> [What the task requires] Retype all of the data shown below, keeping every character the same.

> [Data excerpts]
Issue #1286, opened 2016-05-28
Cannot open json files


Coconaut11:
I save my map as JSON file, I close tiled, and if I want to open the map again, I can't!!!

Tiled Says:

Error, It's not a map file.
Line 1, Column 1

[The File](https://bitbucket.org/Coconaut_/indie-game/src/8e3a6faa9ebb792f2b09a2ecb930101ae0d5d9f0/Survival%20Zombie/res/maps/testMap.tmx?at=master)

bjorn:
If you link into your repository, please make sure it is publicly viewable. Right now I get:

> Access denied
>
> Use the links at the top to get back.

Coconaut11:
ok Here is it:

{"height":16,
 "layers":[
        {
[...]

PR #1328, opened 2016-08-03
Added extension filter mismatch warning to 'Save As' action

IMMZ:
This is first-try solution for #1286 . Now when filter doesn't support specified extension user will see the message box with question.

### DIFF
--- a/src/tiled/mainwindow.cpp
+++ b/src/tiled/mainwindow.cpp
@@ -916,6 +916,16 @@ bool MainWindow::saveFileAs()
         return false;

> [Reply to the task]
Issue #1286, opened 2016-05-28
Cannot open json files


Coconaut11:
I save my map as JSON file, I close tiled, and if I want to open the map again, I can't!!!

Tiled Says:

Error, It's not a map file.
Line 1, Column 1

[The File](https://bitbucket.org/Coconaut_/indie-game/src/8e3a6faa9ebb792f2b09a2ecb930101ae0d5d9f0/Survival%20Zombie/res/maps/testMap.tmx?at=master)

bjorn:
If you link into your repository, please make sure it is publicly viewable. Right now I get:

> Access denied
>
> Use the links at the top to get back.

Coconaut11:
ok Here is it:

{"height":16,
 "layers":[
        {
[...]

PR #1328, opened 2016-08-03
Added extension filter mismatch warning to 'Save As' action

IMMZ:
This is first-try solution for #1286 . Now when filter doesn't support specified extension user will see the message box with question.

### DIFF
--- a/src/tiled/mainwindow.cpp
+++ b/src/tiled/mainwindow.cpp
@@ -916,6 +916,16 @@ bool MainWindow::saveFileAs()
         return false;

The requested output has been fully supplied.